—Eric, tenemos una fuga. Se ha puesto todo perdido —se lamentó Agnès señalando las viejas tablas del techo del trastero.
—La verdad, no es que me extrañe. De todas formas, aquí solo están los trastos de mi abuelo. Aprovecharemos para limpiar y tirarlo todo.
—Seguramente el techo tiene una fuga —observó Agnès— y con las lluvias de esta semana se está filtrando. ¡Mira cómo está todo!
—Estos dichosos trasteros —maldijo Eric—. Son tan viejos que no sé cómo siguen en pie. Quizás metiendo esta tabla en el techo…
Al tocar la madera, esta se desprendió con enorme facilidad dejando al descubierto un pequeño agujero. Suficiente para dejar ver que allí arriba un hueco más grande.
—Es un falso techo —dijo Agnès—. ¿Tú sabías algo?
Eric negó con la cabeza.
—Debió construirlo mi abuelo, pero jamás nos dijo nada. Creo que ni mi padre lo sabía.
Eric quitó con cuidado otra de las tablas, suficiente para meter la cabeza por el hueco húmedo. Encendió la iluminación de su teléfono móvil y apuntó en varias direcciones. Se detuvo al apuntar al fondo. Un bulto rectangular llamó su atención.
—Agnès, llama a tu hermano. Tengo un presentimiento. Creo que hemos encontrado algo.

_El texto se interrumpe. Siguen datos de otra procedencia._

PR #1150, opened 2022-05-07
Rewrite package data reading

nullableVoidPtr:

### Coding convention?

### Extra tests?

### Changelog?

### Target branch?

### One last thing

-----

Using `__file__` to load internal resources is not recommended, as it may not work with import hooks or Python Eggs. Here, I am using the standard `pkgutil` (a wrapper around another standard library, `importlib.resources`) to retrieve load the data.

Note: `pkgutil.get_data` unfortunately returns `bytes` not strings or a file object, so I have to decode it first before passing it on. The alternative here is to use `importlib.resources.files` which returns a `Path` object (so, `ilr.files("qiling") / "profiles" / f"{os}.ql"`) which you can then call `open()` to return a `TextIO`, but it is only supported in 3.9.

### DIFF
--- a/.github/workflows/giteesync.yml
+++ b/.github/workflows/giteesync.yml
@@ -5,6 +5,7 @@
  jobs:
    deploy:
      runs-on: ubuntu-latest
+     if: github.repository_owner == 'qilingframework'
      steps:
      - uses: actions/checkout@v2
        with:
--- a/CREDITS.md
+++ b/CREDITS.md
@@ -54,6 +54,7 @@
 - danielmoos
 - sigeryang
 - bet4it
+- nullableVoidPtr
 
 
 #### Legacy Core Developers
--- a/MANIFEST.in
+++ b/MANIFEST.in
@@ -1,5 +1,0 @@
-recursive-include qiling/debugger/gdb/xml *
-recursive-include qiling/extensions/windows_sdk/defs *
-recursive-include qiling/profiles *
-include qiling/os/uefi/guids.csv
-include qiling/arch/evm/analysis/signatures.json
--- a/MANIFEST.in
+++ b/MANIFEST.in
@@ -2,3 +2,4 @@ recursive-include qiling/debugger/gdb/xml *
 recursive-include qiling/extensions/windows_sdk/defs *
 recursive-include qiling/profiles *
 include qiling/os/uefi/guids.csv
+include qiling/arch/evm/analysis/signatures.json
--- a/MANIFEST.in
+++ b/MANIFEST.in
@@ -2,4 +2,3 @@ recursive-include qiling/debugger/gdb/xml *
 recursive-include qiling/extensions/windows_sdk/defs *
 recursive-include qiling/profiles *
 include qiling/os/uefi/guids.csv
-include qiling/os/qnx/syspage.bin
--- a/qiling/arch/evm/analysis/signatures.py
+++ b/qiling/arch/evm/analysis/signatures.py
@@ -1,4 +1,4 @@
-import os
+import pkgutil
 import re
 import logging
 import json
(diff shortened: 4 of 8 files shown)


elicn:
I agree that `__file__` may not be the right way to go, but neither is `pkgutil`. We could use `inspect.getfile` (see [here](https://docs.python.org/3.8/library/inspect.html#inspect.getfile)), which is the preferred way to replace `__file__` and requires less code modifications.

nullableVoidPtr:
> but neither is pkgutil

Would it be because of how the code would need to be restructured? Yeah, it's not ideal, but if either 3.9 is supported (unlikely I think) or if the backported `importlib_resources` packages is also added as a dependency (also unlikely), this is the way to do it (besides using the complicated `ResourceReader`)

> `inspect.getfile` 
As I understand it, it's basically a drop-in replacement for `__file__`, which can then be passed onto `os` functions, which may not be aware of non-standard loaders. `importlib` (and subsequently pkgutil) are, and can handle file loading for you.

elicn:
`inspect.getfile` is a good replacement for `os.path.abspath(__file__)`, since it just replaces the usage of `__file__` without requiring too much modifications. It follows the object passed to it (class, method, etc.) and returns the filename where it was defined. I find it very comfortable when you need to retreive the filename in which a specific class was defined - or a local class, if you want the `__file__` equivalent.

 I tend to prefer `pkgutil.get_data` less since it mixes the filename resolution and content retrieval in one statement and relies on exceptions to indicate that the resouce was not found. Also, as far as I understand it requires the code to be appear as a package (not too bad for itself, but will perhaps require annoying empty `__init__.py` files only for this purpose).

I didn't follow your comment on the non-standard loaders; do we really need this, or this is just a 'nice to have' feature we gain there..? To me it looks like the latter (.. unless I am missing it?) and not a strong reasoning for itself.

nullableVoidPtr:
> I didn't follow your comment on the non-standard loaders; do we really need this, or this is just a 'nice to have' feature we gain there..? To me it looks like the latter (.. unless I am missing it?) and not a strong reasoning for itself.

More of a nice-to-have, don't worry too much about it. There is a weird-but-standard(?) case in where __file__ and `inspect.getfile` does work with Python's `ZipImporter`, but not when the path is then passed onto `open` (`open('pkg.zip/__init__.py')`).

> I tend to prefer pkgutil.get_data less since it mixes the filename resolution and content retrieval in one statement and relies on exceptions to indicate that the resouce was not found.

Good call, and good catch! `get_data` actually returns None, but it seems that my leftover code from using `importlib.resources.files` snuck in. It was far more convenient (returning a Path-like object), but it failed on CI as 3.8 didn't support it.

> Also, as far as I understand it requires the code to be appear as a package (not too bad for itself, but will perhaps require annoying empty __init__.py files only for this purpose).

`pkgutil.get_data` can actually "dive deeper" into packages, that is, it can go into a non-package subdirectory that is physically located within another package (see the diffs to the gdb code where it relies on the arch and further the xfercmd file). This is something that 

Nevertheless, I can update this PR to use `inspect.getfiles` shortly.

nullableVoidPtr:
@elicn: made changes you wanted but wanted to bring this up:
It seems that `inspect.getfile` is a drop-in replacement for `__file__` because it is semantically the same.
If you pass a frame object to `inspect.getfile`, it is the same as `current_frame_function.co_filename`.
Alternatively, if you pass a class object to `inspect.getfile`, it is the same as `module_that_defined_class.__file__`.
(Again, properly accounting for import hooks is just a nice-to-have.)

I've also elected to use the `Path` class to traverse into the package dir. Let me know what you think.

elicn:
Thanks for that; I always appreciate a good technical discussion (: 

A few petty notes though:
 - Since `currentframe` may be somewhat problematic, I prefer to use a local class or method as an anchor
 - Where only a path is needed without any filesystem shenanigans, I prefer `PurePath` rather than `Path` [even if the file needs to be opened]
 - The changes in `gdb` are about to become irrelevant as I recently re-wrote the entire module

elicn (approved):

xwings (approved):

kabeor (approved):

kabeor:
Cool, thanks!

Siempre me han fascinado las noticias que nos llegan, de cuando en cuando, en las que envueltos en un montón de mantas viejas aparecen cuadros de artistas de talla mundial olvidados, perdidos, en algún rincón, para sorpresa de los propietarios. Sorpresa que no hace más que aumentar cuando conocen las valoraciones económicas —que en algunos casos superan las siete cifras— y hacen que estos se froten las manos ante la próxima subasta. Al final de algo sirvió guardar los trastos del abuelo. Este es el caso real de la obra encontrada en 2004 en un trastero de París (aunque la historia de cómo pudo suceder ha sido inventada) Judith decapitando a Holofernes, atribuida a Caravaggio. Y no es la única.
Pero antes de pasar a las pujas, no hay casa de subastas que se precie que no someta a todas y cada una de las obras a un concienzudo examen con el que evaluar su autenticidad. Aunque hoy en día la tecnología proporciona herramientas que facilitan esta labor, este tipo de análisis se realizan desde hace muchos años. Y es que llegar a vender por cientos de miles de euros algo que no vale nada es un negocio muy lucrativo.
Detectar las falsificaciones va más allá de conocer y analizar en profundidad la firma o el estilo del cuadro —factores que un artista con la destreza suficiente podría imitar de manera convincente— sino que además hay que tener en cuenta otros muchos factores como podrían ser la pátina que el implacable paso del tiempo deja tanto en el frontal como en la trasera del cuadro o la existencia de elementos discordantes con la época de la que en teoría data el cuadro, como bastidores y lienzos fabricados con técnicas de épocas más recientes.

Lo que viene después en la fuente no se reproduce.